Une chose est sûre, je vais fortement surveiller sa carrière à partir de maintenant.

 

2 comments to Trophy Heads (2014)

  • Madeleine Tenebrarum  says:

    Quel casting, il faut que je vois ce film ! Ça doit faire plaisir de retrouver nos chères Scream Queens des années 80 et 90. D’autant plus que le film n’a pas l’air mal du tout. En tout cas, merci de dénicher pour nous ces petites raretés Bis comme ce Trophy Heads !

    • Adrien Vaillant  says:

      Merci à toi de t’intéresser au texte ! Mais très heureux que les machins obscures de ce genre puisse quand même plaire à quelques uns (des fois je me sens seul).

      Et effectivement le casting est étonnant et fonctionne du tonnerre.

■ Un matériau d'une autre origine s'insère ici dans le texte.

PR #980, opened 2024-07-29
Avoid overflow errors with _get_radial_sum

cmaloney111:
The `_get_radial_sum` function currently overflows for large autocorrelation values. This can lead to negative values for the probability in the `two_point_correlation` function.

**Problem**
When using the two_point_correlation function with large autocorrelation values, I encountered overflow errors:

- When using porespy through Anaconda, the overflow results in negative probability values (see attached screenshot).
- On my local machine (where I copied the `two_point_correlation` code), it causes an OverflowError with the message "Python int too large to convert to C long."

**Solution**
To fix this issue, I:

- Specified the dtype of radial_sum as float64 to handle large values without overflow.
- Added a check to avoid division by zero using if np.any(mask).

Two Point Correlation


jgostick:
Thanks for this.  This reminds me of another bug I fixed recently, where something `np.sum(im)` would use the `dtype` of `im` when doing the sum.  I fixed it by specifying the dtype in the sum function, similar to what you did here.  Thanks for catching this.

cmaloney111:
No problem!

PR #991, opened 2024-10-15
Fixed edges of blobs to maintain uniform density

### LINKED ISSUE #981: Different phase fraction on edges of blobs output
On the edges of blobs output, there is a higher phase fraction then the inside of the output.

Here you can see the phase fraction for every slice along the first dimension in a 500x500x500 blobs output with phase fraction 0.1:

porespy_issue

jgostick:
Fixes #981 

- Changed `mode` in `gaussian_filter` to `mirror` by default
- Added `periodic` argument to `blobs` that if `True` will use `wrap` mode in `gaussian_filter` to create a periodic image
- Updated `blobs` example to describe `periodic` as well as `seed` arguments.


jgostick:
We are going to do this a different way, as discussed in #1024

PR #996, opened 2024-10-28
Fix typo

habi:


jgostick:
I do appreciate the PR, but triggering 20+ builds and test suites to change one single character in the readme file seems senseless.  We are in the middle of moving to V3 so I will make a mental note to spell check things. I will close this now, sorry.

PR #1033, opened 2025-02-19
Updating the documentation in preparation for V3

jgostick:


ma-sadeghi:
@mkaguer Could you please update `magnet_in_detail` notebook? It's currently failing because it uses some nonexistent functions, like `insert_pore_bodies`, etc. Thanks!

jgostick:
This PR is getting really big and sprawling.  Should we merge it and start another 'final' one to do all the remaining tidyups?

PR #1069, opened 2025-04-22
Adding a "C" function for measuring randomly directed chords

jgostick:
The chord length function is useful, but the "C" compilation machinery/setup is the most interesting development here as this charts new territory for us.  

This PR includes
- Some C-source files
- Python wrapper to call chord length function (currently in beta module)
- Updated actions to compile with meson
- Action uses Pypa approved action to build wheels for all platforms
- Also added a new action to publish to Pypi, using Pypa approved action instead of hatch


guoalex1:
Some changes to build correctly:
Set macOS version environment variable for cibw
Add back Linux, updated pyproject.toml to correctly include the shared library file in the wheel

Everything can now build correctly, we might need a way to change the version number automatically or just update it manually to upload to TestPyPI.

ma-sadeghi:
We should probably add a unit test too.

jgostick:
@guoalex1, thanks very much for fixing this! I was started to play LLM-roulette to see if claude could figure out how to fix it...it was not going well.  

@ma-sadeghi, this function needs a bit of work still before we can finalize tests.  I do wonder if the code coverage will work on it though, or if we'll have to comment it out like with the numba functions?

ma-sadeghi:
@jgostick Agreed on the final unit test, but I meant just adding a dummy test to just call this function to check if it runs without problems (outputs something without errors).

For the automatic versioning, we can use something similar to the PyPI workflow. I can look into it this weekend if you haven't already by then.

PR #1072, opened 2025-04-26
Resolve deprecated usage of bitwise operators on Python Boolean types

emmanuel-ferdman:
# PR Summary
This small PR resolves the deprecation warnings coming from the bitwise operators on Python Boolean types:
```python
/Users/runner/work/porespy/porespy/test/unit/test_filters.py:28: DeprecationWarning: Bitwise inversion '~' on bool is deprecated and will be removed in Python 3.16. This returns the bitwise inversion of the underlying int object and is usually not what you expect from negating a bool. Use the 'not' operator for boolean negation or ~int(x) if you really want the bitwise inversion of the underlying int.
```
See [CI logs](https://github.com/PMEAL/porespy/actions/runs/14678020927/job/41197103505#step:7:343) for more information.

### DIFF
--- a/test/unit/test_filters.py
+++ b/test/unit/test_filters.py
@@ -25,7 +25,7 @@ class FilterTest():
     def test_im_in_not_im_out(self):
         im = self.im[:, :, 50]
         for item in ps.filters.__dir__():
-            if ~item.startswith('__'):
+            if not item.startswith('__'):
                 temp = getattr(ps.filters, item)
                 assert temp is not im
 


jgostick:
I appreciate the PR @emmanuel-ferdman, but I'm a bit surprized this is only happen in one place.  I just searched the code base for `if ~` and found this usage is also on:

line 389 of _injection.py
line 81 of _ibip_gpu.py

I wonder what other search strings would turn up something?

jgostick:
Just searching for `~` returns 217 usages. We use this regularly to invert numpy boolean images (which I *really* hope is not going to be deprecated!).

PR #1100, opened 2025-07-10
Adding new implementations of the `local_thickness` filter plus related changes

### LINKED ISSUE #1099: Move `porosimetry` to `simulations` and rename `hg_porosimetry`?
The `porosimetry` function is literally the oldest function in Porespy.  I used this function a lot to compare to real MIP data, so created Porespy to hold this function and share it.  I think the time may have come to change things.  We now have the `simulations` module, which contains the reference implementations of `drainage` and `imbibition`.  The `porosimetry` function is now obsolete since people should use `drainage` with the capillary transform representing Hg properties.  

In parallel to this, the `local_thickness` filter actually calls the `porosimetry` function.  I have been dabbling with different implementation of the local thickness filter, inspired by the review of [Dahl and Dahl](https://openaccess.thecvf.com/content/CVPR2023W/CVMI/html/Dahl_Fast_Local_Thickness_CVPRW_2023_paper.html), which has been published as a [github package too](https://github.com/vedranaa/local-thickness).  

So here is what I am thinking:
1. Remove `porosimetry` from `filters`, moving all the logic from it to the `local_thickness` function.
2. Add logic to the `local_thickness` function to perform it in different ways, such as the method of Dahl and Dahl, but also my attempt to implementing using the same logic as MorphoJ (the imageJ plugin).  Basically, we'd promote the `local_thickness` function to a first-class citizen.
3. In the `simulations` folder we can create a function called `hg_porosimetry` which is a wrapper for drainage and imbibition, where we create the capillary transform using the properties of Hg, perform a drainage with no trapping and all sides as inlets, then also perform an imbibition *with trapping*.  The returned `Results` object would have both intrusion and extrusion data on it, just like an MIP experiment.  This would provide people with a simple, convenient way to compare with MIP, but would use the official `drainage` and `imbibition` functions.  

Obviously, this is a breaking API change, so we'd need to include this in V3.

jgostick:
Closes #1099

- `local_thickness` is now fully implemented rather than calling `porosimetry`
- There are now several implementations of `local_thickness` like `local_thickness_dt`, `local_thickness_conv`, etc.  Each of these can be called directly, or by specifying a `method` in the generic `local_thickness` function.
- Added an attempt to perform local thickness using the logic in ImageJ. This is not as fast as the `dt` method though.
- Added a brute-force method which provides the *exact* local thickness for reference. Note that the ImageJ method matches the brute-force method with about 5x faster performance. It's possible to do a lower accuracy version of the ImageJ method with is another 2x faster, but is no longer an exact match.
- Rewrote the `porosimetry` method in the `filters` module to use the `drainage_xyz` functions in the `simulations` module. 
- Added a `hg_porosimetry` method to the `simulations` module which does intrusion and extrusion of Hg using predefined settings, which should be convenient.
- All `drainage_xyz` and `imbibition_xyz` methods now accept `dt` as an optional argument
- Changes the way `steps` are treated in the `drainage_xyz` and `imbibition_xyz` functions, and they now all called `parse_steps` function in the `tools` module


jgostick:
Closes #1099

PR #1127, opened 2025-10-17
Fix typos

habi:


jgostick:
Hi @habi, thanks for this!  I have now got spell checker on my IDE so hopefully there will be less typos in the future :-)

PR #1141, opened 2025-12-02
Drop Python 3.10, and begin supporting Python 3.13

ma-sadeghi:
Per [NumPy version compatibility table](https://numpy.org/neps/nep-0029-deprecation_policy.html), Python 3.11+ is encouraged as of April 2025.

It'd be nice to support 3.14 too, but `triangle` is not yet supported.

@jgostick I also moved our optional dependencies into the extras section of pyproject.toml, so they’re no longer installed by default. My thinking was that we already catch `ModuleNotFoundError` for all of them. If you had something else in mind, let me know.


ma-sadeghi:
@jgostick After updating `uv.lock`, the following unit tests fail:

```python
FAILED test/unit/test_simulations_ibop.py::IBOPTest::test_drainage_equals_drainage_dt_smooth - AssertionError
FAILED test/unit/test_simulations_ibop.py::IBOPTest::test_drainage_equals_drainage_dt_not_smooth - AssertionError
FAILED test/unit/test_simulations_ibop.py::IBOPTest::test_imbibition_equals_imbibition_dt_smooth - AssertionError
FAILED test/unit/test_simulations_ibop.py::IBOPTest::test_imbibition_equals_imbibition_dt_not_smooth - AssertionError
```

Could you please check these four unit tests and see if they work as expected?

jgostick:
The failing tests all belong to IBOP. I will dig into it in a few days.

PR #1157, opened 2026-04-23
Touching up stl funcs

jgostick:
Since the `from_stl` function just received some love, I realized the `to_stl` function was no longer up to par. Also, I am hoping that an STL which just includes the surface pores might rendering reasonably efficiently.


jgostick:
- Big upgrade to `to_stl` #enh

PR #1162, opened 2026-04-26
Fix IBOP equivalence tests by computing `pc = 2/dt` at float64 precision

### LINKED ISSUE #1145: Fix skipped IBOP equivalence tests
@jgostick After updating `uv.lock`, the following unit tests fail:

```python
FAILED test/unit/test_simulations_ibop.py::IBOPTest::test_drainage_equals_drainage_dt_smooth - AssertionError
FAILED test/unit/test_simulations_ibop.py::IBOPTest::test_drainage_equals_drainage_dt_not_smooth - AssertionError
FAILED test/unit/test_simulations_ibop.py::IBOPTest::test_imbibition_equals_imbibition_dt_smooth - AssertionError
FAILED test/unit/test_simulations_ibop.py::IBOPTest::test_imbibition_equals_imbibition_dt_not_smooth - AssertionError
```

Could you please check these four unit tests and see if they work as expected?

_Originally posted by @ma-sadeghi in https://github.com/PMEAL/porespy/issues/1141#issuecomment-3600416323_

ma-sadeghi:
Fixes #1145.

`edt` returns float32, so the default `pc = 2/dt` inside `drainage` and `imbibition` is also float32. For voxels at integer `dt` boundaries (e.g. `dt = 3.0`), the float32 result of `2/3.0` is `0.6666666865` — about `1e-8` above the float64 threshold `2/3 ≈ 0.6666666667` produced by the steps array. Those voxels then fail `pc <= P` and end up one step behind the integer-`dt` branch, which is exactly what the four `*_equals_*_dt_*` IBOP tests were catching before they got skipped.

Cast `dt` to float64 before computing `pc` inside the two functions, and update the drainage tests (which pass `pc` explicitly) to do the same. Imbibition tests don't pass `pc`, so the function fix alone is enough for them.

The four skipped tests now pass with `diff_size = 0` and `diff_seq = 0` for the `smooth=True` cases, beating the original `< 5` tolerance jgostick set on the `smooth=False` ones (3 stray pixels remain there, attributed to the discretization gap between `_insert_disks_at_points_parallel` and an `edt`-based dilation).

Full unit suite still green: 329 passed, 9 unrelated skips.

### DIFF
--- a/src/porespy/simulations/_drainage.py
+++ b/src/porespy/simulations/_drainage.py
@@ -569,7 +569,10 @@ def drainage(
         dt = edt(im)
 
     if pc is None:
-        pc = 2.0/dt
+        # Cast `dt` to float64 to avoid precision loss in `2.0/dt`. With float32
+        # `dt`, voxels at integer `dt` boundaries miss the `pc <= P` threshold
+        # by ~1e-8, putting them out of sync with integer-`dt` step sequences.
+        pc = 2.0/dt.astype(np.float64)
     pc[~im] = 0  # Remove any infs or nans from pc computation
 
     if isinstance(steps, int):  # Use values in pc for invasion steps
--- a/src/porespy/simulations/_imbibition.py
+++ b/src/porespy/simulations/_imbibition.py
@@ -579,7 +579,10 @@ def imbibition(
         dt = edt(im)
 
     if pc is None:
-        pc = 2/dt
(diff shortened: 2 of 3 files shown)


ma-sadeghi:
Pushed a small fix to drop the unused `pytest` import. The remaining `test_bond_number` failure on py3.11 ubuntu is the same flake fixed in #1161 — it'll clear once that lands and this branch is rebased.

Lorsque les filles se parlent entres elles, on comprend qu’elles sont de vieilles amies, qu’elles ont déjà jouées ensemble dans plusieurs films pendant une dizaine d’année en plus de se croiser en conventions. Ça donne une impression de grande famille assez plaisante.

      Le film sortira peut-être chez nous mais dans l’immédiat il faut plutôt surveiller du côté US. Je t’avoue que je suis totalement largué sur ce qui est édité ou pas en France, maintenant.